One group that is keeping their eye on the public’s interest in "caught on tape internet video are the marketers. The activity and page view statistics of a site that hosts a controversial, shocking or buzz worthy video climb phenomenally in a very short time and more eyeballs means better CPI (cost per impression) Every advertiser dreams of their campaign going viral, being so sticky that the public themselves become the evangelists spreading word about the video to friends. It becomes news and is no longer advertising. Most of the advertisers exploring the viability of staged events are those brands that cater to a younger more tech savvy demographic. Among this demo, staged events and unconventional guerilla promotional tactics are gaining in popularity because young people are more immune to the traditional ways of marketing. Just posting a regular ad on the net is not going to cut it with your average 16 year old anymore. You need a gimmick, a twist, a hook. Take Diesel for example which launched their intimates underwear line a couple of months ago by having two girls (The Heidi’s) steal the entire collection, kidnap a sales associate and then hold him hostage in a hotel room until their demands were met.
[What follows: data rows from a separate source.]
PR #1231, opened 2025-01-05
New features in vectorFitting: Weighting, Multi-SISO and MIMO fitting

fnordpole:
This pull request introduces three new features to the vectorFitting class:

1. Frequency dependent weighting: Every single sample of every response can be weighted in the least squares fit thus, trading off the accuracy between big and small magnitudes. I created an example how to use it in doc/source/examples/vectorfitting/vectorfitting_ex5_weighting.ipynb
2. Multi-SISO-Fitting: The vectorFitting class is now prepared to support different number of poles for one or more responses. The class data structures 'poles', 'residues', 'constant' and 'proportional', that have previously been numpy arrays can now also be python-lists containing numpy arrays. The entire class and all methods support those four data structures to be lists or numpy arrays. The parameter pole_sharing can now be passed to vector_fit and auto_fit. The default is pole_sharing='MIMO', which means the same behavior as before (poles are shared between responses). It is also possible to set pole_sharing='Multi-SISO', which will use a separate set of poles for every response. I am working on also implementing 'Multi-SIMO', which will use a separate set of poles for every input, but common to all outputs. This will come in a future pull request, however. I created an example how to use it in doc/source/examples/vectorfitting/doc/source/examples/vectorfitting/vectorfitting_ex6_shared_poles.ipynb
3. Automatic initial poles estimation from data: Previously, both auto_fit and vector_fit had a fixed number of initial poles, distributed along the frequency axis, which had to be provided by the user. An automatic placement of initial poles is now implemented in a new method called _get_initial_poles(). It scans the responses for the amount of significant ripples and adds complex conjugate pole pairs for each. If the responses have no ripples but are totally smooth, it adds real poles. These choices are suggested in the original Gustavsen vector fitting paper and seem to work well for all the example sNp files in scikit-rf and some more that I tested. 
4.  Memory saver: When fitting larger networks with > 70 ports, I encountered memory problems and thus introduced serialization of the solving of the A_dense matrix in _relocate_poles. This can be enabled via the new argument memory_saver to auto_fit and vector_fit. If memory_saver=False, the system matrix is built for all responses and then solved by numpy. If memory_saver=True, the system matrix is built only for each response, then solved by numby and so on, collecting the way smaller result matrix R22.
5. Model-Summary-Print: After auto_fit and vector_fit, a short summary of the model that contains the number of poles, real poles, complex poles, absolute and relative erros, and model passivity, etc. is printed.
6.  Spurious pole detection improvement: The code in get_spurious is based on an integration of the transfer function L2-Norm of every complex conjugated pole-residue pair. This integral was based on a fixed-spacing-sampling with 101 samples and I observed cases in which this can fail because the responses can be very sharp and might not be covered accurately by those fixed spaced samples. I added a proper intergral using scipy.integrate.quad() which has a more sophisticated numerical integration that is more robust against this. It can happen though, if that it shows a user warning if the responses to be integrated are extremely sharp. The warning is about reduced accuracy of the integral in these cases, which is good, because it indicates potential problems. Still, it will not fail, just warn and try to integrate as good as possible. Also, I changed the spurious pole detection to only consider complex conjugate pole pairs instead of all poles. This is suggested in the corresponding VF adding and skimming (VF-AS) paper and saves a bit of computing time also.
7.  Pole collision avoidance algorithm:  In the VF-AS paper, it is described that new added poles need to keep a minimum distance to already existing poles. If they collide, the new poles will be moved to the best possible position without a collision. This is implemented differently in the previous vectorFitting class. It apparently still works but I nevertheless wrote a new method _add_poles() that implements exactly the procedure that is described in the mentioned paper.
8. Explicit computation of pole candidates for adding after skimming: In the current vectorFitting class, this is implemented in _find_error_bands and in auto_fit. I had a hard time to understand the error band finding code in _find_error_bands because it is pretty dense and has a lot of complexity to make it work in numpy. But actually this code is not "hot" at all, because it operates only on n_freqs samples (200-1000 maybe), so I just wrote it out in plain python, thus making it readable and easy to understand for new readers and also debuggable because you can see what's going on. I moved it into _get_pole_candidates(). Thus keeping error-band related stuff inside of this method, making auto_fit() more concise because it just calls this and gets the new pole candidates.
9. Important fix in the calculation of the RMS error: In get_rms_error(), for every response the RMS errors are summed up to calculate the final RMS error. But we actually need to sum up all mean-squared errors of all responses and then take the square root to get the total RMS error. I corrected this and this will affect all reported RMS errors. They will not be comparable with the RMS errors reported by the current implementation.
10. Initial poles placement and type: The current vectorFitting class has parameters n_poles_init_real and n_poles_init_complex. They are both independently distributed along the frequency axis and this can lead to problems if they are both the same value because then, a real pole and a complex conjugated pole pair will be placed exactly on the same frequency which will lead to an ill conditioned system matrix. In the VF-AS paper it is also warned to avoid this by all means. We could fix that by adding a messy code that avoids collisions moving the poles apart from each other if this problem occurs. But I decided to fix it differently: You can now provide n_poles_init and poles_init_type to auto_fit and vector_fit instead. This is also according to the recommendation of the original Gustavsen paper that states that for smooth responses, real poles should be used only and for non-smooth responses, complex-conjugate pole pairs should be used as initial poles. Specifying a mixture of both is not recommended in the literature even though it could of course, be done. But then we have to find a way to avoid collisions and need to specify where the real poles go and where the complex poles go, making it more complicated. In practical applications, specifying all initial poles as real or all poles as complex conjugate pole pairs is also not a problem because they will be changed one into the other by the vector fitting algorithm in any case, if necessary.
11. Argument and variable naming: I changed the parameter "alpha" and "gamma" in auto_fit to "error_stagnation_threshold" and "spurious_pole_threshold". It's just confusing to forget what gamma and alpha represent and you have to look it up every time. With the new names it's clear instantly without need to look up the documentation.
12. Argument error_target in auto_fit was renamed to "abstol". Abstol is the standard name for the absolute error below which we don't care. It's not a target, but rather a tolerance that represents how much absolute error we are willing to tolerate. 
13. Vector-Fitting pole relocation loop: in vector_fit(), the pole relocation loop used various flags like "stop" and "converged" and "n_iterations" to determine if the loop should stop or not. I had a really hard time to understand what is going on with all of those variables and the many logical combinations of them checked by all kinds of conditionals. I think the whole process can be boiled down to two clean stopping criterions: delta-relative-change-of-singular-values < threshold and n_iteration < max_iterations. If we run into max_iterations, we print the convergence hints. Otherwise we consider it converged. I changed the stopping conditions like this and it seems to work just like in the current version but it is way easier to read and understand. If I missed something maybe we can also change it back to the current code.  I also added a third stopping condition: maximum_error < abstol. This is actually the same stopping condition as used in auto_fit. If we reached the abstol, we can stop. I do it only every 25 iterations because it involves creating the entire model which in turn involves a residue fit. So we maybe don't do it every single iteration.
14. auto_fit and vector_fit are now "high-level" functions dealing with the SISO/MIMO/etc stuff and the actual code is in _auto_fit() and _vector_fit(), which are called by the high level functions multiple times to achieve the siso/mimo/etc. sub-fits.
15. Here and there, I changed a variable name in the implementation to match the corresponding paper's notation. It makes it easier for future contributors to match the code against the literature I hope. I don't remember all of them but they are obvious and hopefully don't add much confusion for those familiar with the current code.
16. Relative Errors: In order to assess the weighted fits, also the relative errors become important. So I added new methods get_total_abs_err, get_total_rel_err, get_abs_err_vs_responses, get_rel_err_vs_responses, get_abs_err and get_rel_err. The existing get_rms_error() reports the get_total_abs_err() value. (but including the bugfix mentioned above)

That was a lot of text, but to make it a bit more exciting, here you can see what the new weighting feature can do:

Normal fit: (bad accuracy for small magnitudes)
normal-fit

Weighted fit: (balanced the accuracy between small and large magnitudes, sacrificing accuracy at large magnitudes in favor of more accuracy for small magnitudes) 
weighted-fit

### DIFF
--- a/doc/source/examples/vectorfitting/vectorfitting_ex1_ringslot.ipynb
+++ b/doc/source/examples/vectorfitting/vectorfitting_ex1_ringslot.ipynb
@@ -56,7 +56,7 @@
    "metadata": {},
    "outputs": [],
    "source": [
-    "vf.vector_fit(n_poles_real=3, n_poles_cmplx=0)"
+    "vf.vector_fit(n_poles_init=3, poles_init_type='real')"
    ]
   },
   {
@@ -145,8 +145,8 @@
  ],
  "metadata": {
   "kernelspec": {
-   "display_name": "Python 3",
-   "language": "python",
+   "display_name": "Python 3 (Spyder)",
+   "language": "python3",
    "name": "python3"
   },
   "language_info": {
@@ -159,7 +159,7 @@
    "name": "python",
    "nbconvert_exporter": "python",
    "pygments_lexer": "ipython3",
-   "version": "3.8.8"
+   "version": "3.12.7"
   }
  },
  "nbformat": 4,
--- a/doc/source/examples/vectorfitting/vectorfitting_ex2_190ghz_active.ipynb
+++ b/doc/source/examples/vectorfitting/vectorfitting_ex2_190ghz_active.ipynb
@@ -67,17 +67,6 @@
    ]
   },
   {
-   "cell_type": "code",
-   "execution_count": null,
-   "metadata": {},
-   "outputs": [],
-   "source": [
-    "print(f'model order = {vf.get_model_order(vf.poles)}')\n",
-    "print(f'n_poles_real = {np.sum(vf.poles.imag == 0.0)}')\n",
-    "print(f'n_poles_complex = {np.sum(vf.poles.imag > 0.0)}')"
-   ]
-  },
-  {
    "cell_type": "markdown",
    "metadata": {},
    "source": [
@@ -121,12 +110,19 @@
     "freqs = np.linspace(0, 500e9, 501) # plot model response from dc to 500 GHz\n",
     "vf.plot_s_db(freqs=freqs)"
    ]
+  },
+  {
+   "cell_type": "code",
+   "execution_count": null,
+   "metadata": {},
+   "outputs": [],
+   "source": []
   }
  ],
  "metadata": {
   "kernelspec": {
-   "display_name": "Python 3 (ipykernel)",
-   "language": "python",
+   "display_name": "Python 3 (Spyder)",
+   "language": "python3",
    "name": "python3"
   },
   "language_info": {
@@ -139,7 +135,7 @@
    "name": "python",
    "nbconvert_exporter": "python",
    "pygments_lexer": "ipython3",
-   "version": "3.11.2"
+   "version": "3.12.7"
   },
   "nbsphinx": {
    "timeout": 360
--- a/doc/source/examples/vectorfitting/vectorfitting_ex3_Agilent_E5071B.ipynb
+++ b/doc/source/examples/vectorfitting/vectorfitting_ex3_Agilent_E5071B.ipynb
@@ -85,7 +85,7 @@
    "cell_type": "markdown",
    "metadata": {},
    "source": [
-    "After trying different numbers of real and complex-conjugate poles, the following setup was found to result in a very good fit. The initial model order is $1 + 2 * 26 = 53$, which will remain unchanged during the fitting process. Other setups were also found to work well for this network (e.g. 0-2 real poles and 25-26 cc poles):"
+    "After trying different numbers and types of poles, the following setup was found to result in a very good fit. The initial model order is $2 * 27 = 54$, which will remain unchanged during the fitting process"
    ]
   },
   {
@@ -94,16 +94,7 @@
    "metadata": {},
    "outputs": [],
    "source": [
-    "vf.vector_fit(n_poles_real=1, n_poles_cmplx=26)"
-   ]
-  },
-  {
-   "cell_type": "code",
-   "execution_count": null,
-   "metadata": {},
-   "outputs": [],
-   "source": [
-    "print(f'model order = {vf.get_model_order(vf.poles)}')"
+    "vf.vector_fit(n_poles_init=27, poles_init_type='complex')"
    ]
   },
   {
@@ -126,7 +117,7 @@
    "cell_type": "markdown",
    "metadata": {},
    "source": [
-    "The fitted model parameters are now stored in the class attributes `poles`, `residues`, `proportional_coeff` and `constant_coeff` for further use. To verify the result, the fitted model responses can be compared to the original network responses. As the model will return a response at any given frequency, it makes sense to also check its response outside the frequency range of the original samples. In this case, the original network was measured from 0.5 GHz to 4.5 GHz, so we can plot the fit from dc to 10 GHz:"
+    "The fitted model parameters are now stored in the class attributes `poles`, `residues`, `proportional` and `constant` for further use. To verify the result, the fitted model responses can be compared to the original network responses. As the model will return a response at any given frequency, it makes sense to also check its response outside the frequency range of the original samples. In this case, the original network was measured from 0.5 GHz to 4.5 GHz, so we can plot the fit from dc to 10 GHz:"
    ]
   },
   {
@@ -205,17 +196,6 @@
    "metadata": {},
    "outputs": [],
    "source": [
-    "print(f'model order = {vf.get_model_order(vf.poles)}')\n",
-    "print(f'n_poles_real = {np.sum(vf.poles.imag == 0.0)}')\n",
-    "print(f'n_poles_complex = {np.sum(vf.poles.imag > 0.0)}')"
-   ]
-  },
-  {
-   "cell_type": "code",
-   "execution_count": null,
-   "metadata": {},
-   "outputs": [],
-   "source": [
     "print(f'rms error = {vf.get_rms_error()}')"
    ]
   },
@@ -235,12 +215,19 @@
     "fig.tight_layout()\n",
     "mplt.show()"
    ]
+  },
+  {
+   "cell_type": "code",
+   "execution_count": null,
+   "metadata": {},
+   "outputs": [],
+   "source": []
   }
  ],
  "metadata": {
   "kernelspec": {
-   "display_name": "Python 3 (ipykernel)",
-   "language": "python",
+   "display_name": "Python 3 (Spyder)",
+   "language": "python3",
    "name": "python3"
   },
   "language_info": {
@@ -253,7 +240,7 @@
    "name": "python",
    "nbconvert_exporter": "python",
    "pygments_lexer": "ipython3",
-   "version": "3.11.2"
+   "version": "3.12.7"
   },
   "nbsphinx": {
    "timeout": 240
--- a/doc/source/examples/vectorfitting/vectorfitting_ex4_passivity.ipynb
+++ b/doc/source/examples/vectorfitting/vectorfitting_ex4_passivity.ipynb
@@ -22,7 +22,7 @@
     "# load and fit the ring slot network with 3 poles\n",
     "nw = skrf.data.ring_slot\n",
     "vf = skrf.VectorFitting(nw)\n",
-    "vf.vector_fit(n_poles_real=3, n_poles_cmplx=0)\n",
+    "vf.vector_fit(n_poles_init=3, poles_init_type='real')\n",
     "\n",
     "# plot fitting results\n",
     "freqs = np.linspace(0, 200e9, 201)\n",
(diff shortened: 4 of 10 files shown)


Vinc0110:
Wow, these are lots of new features and improvements! Scrolling through your text description, it sounds very nice. Seems like you are the first to discover some of my dirty hacks in the auto_fit() code, for example in the integration for spurious pole detection. Maybe it's time to clean this up.

Reviewing all the code changes in detail and running some tests will take me some time. Please be patient :wink:

Vinc0110 (changes requested):
Ok, I finally did a more detailed review, but it would probably take me two more weeks to really dig into every aspect. After all, you basically did a full re-implementation of everything. I'm adding a few comments to the code as a starting point. This will certainly require some back-and-forth.

In general, there are many nice ideas and several fixes or optimizations, which are much appreciated. However, I have mixed feelings about the implementation of all these changes. It seems like someone ran a bulldozer over the existing API. None of my test scripts is working anymore. Some changes might be required, but a lot of them seem unnecessary to me.

One solution I can think of is to leave the regular (MIMO) fitting as it was and add the new SISO/MISO as a new method with it's own arguments. That might also improve the readability and limit the amount of arguments to the methods, which in my opinion should not be such a huge list. Let's keep things as simple as possible for the users. Don't forget that vector fitting is a rather specialized topic, meaning it can already be quite overwhelming for new users. Having a forest of settings and arguments to configure is not always ideal.

fnordpole:
Thanks for your review Vincent! I really appreciate it a lot! I realized from your comments that I probably changed too many names for this pull request to ever pass even if we change them all back. So maybe we should close this PR and I can make a new one with hopefully very local minimum changes so we can still add the new features but otherwise changing as little as possible.

A little bit of background why I changed some names: While reviewing the code, whenever I spent a bigger amount of time figuring out what something is, I changed the names, usually for one of those reasons:

- prefer longer names that are more descriptive instead of short names
- don't abbreviate parts of names if not absolutely necessary
- consistency: names of similar things should be similar
- comments should be complete sentences with first letter capitalized (PEP8-Standard, doensn't mean we have to adhere to it, but I just got used to read code in that style)

Changes in the API: Yes some will not work like before. And there are many parameters now to adjust the new features. So maybe I can try to change as little as possible in a new PR.

Some methods were static initially and I changed them to non-static because I needed access to the pole-groups somehow that are stored in the class. I think they can also be converted back to static by passing in the stuff that they need via arguments, for example get_model_order. I didn't think that they are meant to be used without the class.

Number of methods: I put stuff that is repeated many times into own methods, even if the methods are pretty short.
The reason is readability and not so much speed or actual need of a method. For example, if I read reset_history() I understand immediately what it's doing and I don't need to see those four lines of code resetting some arrays. Also, if we ever happen to add stuff to the history, there will be only one place to modify. Even if omega won't ever change, get_omega() looks way more readable than that 1j*network.freq... etc.

So yes, I agree with you that they are "pseudo changes" and a matter of personal taste.

Vinc0110:
It's me again with a few more general comments and suggestions. I don't mean to be overly critical, but I'm not really sure how to proceed with this PR. So here are some of my thoughts, totally open for discussion. And again, I like most of the new features very much and I do appreciate your extensive work on this topic. It's only about the structure of the implementation.
- This PR introduces many different and often unrelated changes, most of them would justify a separate PR on their own. But only a total of **2 commits** is used. This makes it very difficult now to split them. Please be more generous with commits while implementing new changes. Doing them in separate branches is also a good idea for the future ;) Then you could create 10 different PRs from your branches and we can deal with them separately. Reviewing would also be much easier then.
- Personal coding preferences should not lead to a total refactoring of the existing code. Otherwise, things might get out of control (what we have now) and everybody would change things back and forth. Now you might be familiar with the variable names and stuff, but now I'm lost in the code. So, I think existing code should be left alone as much as possible, even if you don't agree with the style. Only change it if you want to change/improve the functionality.
- Splitting functionality into (private) methods (static or not) is fine, but only do it if it serves the purpose of reusability. Having things like `omega = _get_omega()` is not much better than `omega = 2 * np.pi * f`. Having longer passages of code that is used only once should also remain, no need to move it into a new method.
- Reading the new code some more, I'm getting more and more convinced that the SISO, SIMO, ..., should have their own method(s). We should keep the regular (MIMO) vector fitting alone. This would also help in the preservation of the existing API structure.
- `_get_n_ports()` is misleading. We already have the number of original network ports in `self.network.nports`. But this method seems to provide a different number, depending on the SIMO configuration. So maybe rename it to something like `_get_simo_ports()`.
- I agree with problem in the pole initialization. Let's to it by specifying the model order instead. Then we can decide internally what type of initial poles to use and where to place them. 

Trying to preserve the existing API for a transition period, I propose something like the following structures:
- `vector_fit(n_poles_real=None, n_poles_cmplx=None, model_order=6, init_pole_spacing='lin', parameter_type='s', fit_constant=True, fit_proportional=False)`
- `auto_fit(n_poles_init_real=None, n_poles_init_cmplx=None, model_order_init=6, n_poles_add=None, model_order_groth=3, model_order_max=300, iters_start=5, iters_inter=5, iters_final=5, target_error=0.01, alpha=0.03, gamma=0.03, nu_samples=1.0, parameter_type='s')`
- `multi_siso_fit(... whatever you want)`
- `simo_fit(... whatever you want)`

This way, we can still support old arguments, if provided by old user scripts, but throw `DeprecationWarning`s and announce the new arguments as a replacement. After a while, we can then delete the old arguments for good. For example:
```
if n_poles_real is not None or n_poles_cmplx is not None:
    warnings.warn("Arguments `n_poles_real` and `n_poles_cmplx` are deprecated. Please use `model_order` instead.", DeprecationWarning)

   if model_order is None:
      model_order = n_poles_real + 2 * n_poles_cmplx
      # maybe a bit more sanity checking required here...
```

Let's keep the arguments `alpha`, `gamma`, and so on. Most users should not have to change them anyway. If they do, they can look up the meaning in the docstrings and give them different names in their user scripts. I don't think it's worth to break the API for such minor things. For `target_error`, I think the name is actually good already. It is basically just a "wish" for the final error. In case of strong noise, that wish might never become real.

fnordpole:
You are totally right, that's also why I first suggested to close this PR and make smaller ones that can be easier reviewed and merged.

I actually had a bunch of smaller commits in my private repo, but none of them had a fully working vectorFit class because I worked myself through all the methods one by one and modified the data structures in every method to support the pole groups feature (siso, simo, mimo, miso, arbitrary). I did commit all of them separately but those can't be separate pull requests because the make only sense all at once.

In the end I decided to rebase all those commits into one single big commit that actually represents a working total thing. It's a bit unfortunate that the changes are in so many methods. So maybe it's a good idea to have an extra siso_fit() as you suggested and only that gets the new data structures leaving the other methods untouched.

I think your suggestions are a good way to proceed. I can make a new PR once I am ready isolating the changes into separate packages. Right now I am working on the passivity test and passivity enforcement, which doesn't work yet with the pole groups because of symmetry problems. So it's more or less useless without the passivity algorithms also supporting it. When I have that working I plan to make a new PR (or update this one) with a smaller set of changes.

Vinc0110:
Ok, I understand. Of course, it's fine if you rather delete this PR and start fresh. Whatever works best...

To save some work for both of us, would it make sense to first only create and discuss the skeletons until everybody is happy? Not sure, it's just an idea.

If the algorithms for SISO fitting etc. all require different data structures and also different implementations of the auxiliary algorithms (passivity test, passivity enforcement, ...), we could even think about creating a new class within the `VectorFitting` module for them. So far, the `VectorFitting` module only has one class (`VectorFitting`). Not sure, but I think it will have to be in the same file (`vectorFitting.py`) to be a member of the module. 

During initialization, we currently just import everything from `vectorFitting.py`:
https://github.com/scikit-rf/scikit-rf/blob/b001594fc3c6d783d2bd2f26148bcdc238735c43/skrf/__init__.py#L43

We could even create a third (private?) class for the internal core functionality such as pole relocation, residue fitting, etc., implemented in a way that supports the old and the new algorithms. Or it can be a collection of static functions.

fnordpole:
I worked a bit on the passivation and it doesn't seem to work reliably for Multi-SISO.
I'll close this PR for now and once I got it working I'll text you and then we can discuss what to do in a potential new PR.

They made and streamed a ransom video and the site diesel.com received thousands of hits, people were hooked. It was a genius marketing ploy but as successfully executed as it was, the same stunt could not work as well the next time around because the novelty is gone. So marketers are constantly being challenged to find another hook another gimmick. Question is where do they finally draw the line? Do we at some point require they post a disclaimer stating "This is staged not real or "Do not try this at home folks? But to have such a warning defeats the very purpose of blurring the line between the real and the unreal.
Being an off the wall guy I champion cool, edgy and avant- garde expressions of creativity and personally loved the Diesel campaign. But then I am less likely to believe what is forwarded into my inbox. In our overloaded, over connected culture we are so hungry for information that most of us digest the fiction along with fact. People forget that when you see something on the news it has been vetted by editors, fact checkers, sometimes even lawyers before it is broadcast. There is no such verification process for the videos we see on the net. We assume that someone would have said something if the video was a fake but everyone is in such a rush to pass it on that we do not stop and subject this stuff to scrutiny. Later when the truth does come out we are embarrassed and justifiably angry but quickly forget and more on to the next titillating video drama that pops onto our monitor. The danger lies not only in our inability to differentiate between what is real and what is not but also in the very real possibility of our becoming so tolerant of fake staged events that when something real does happen we miss it. How many times can you cry wolf and still have them believe you?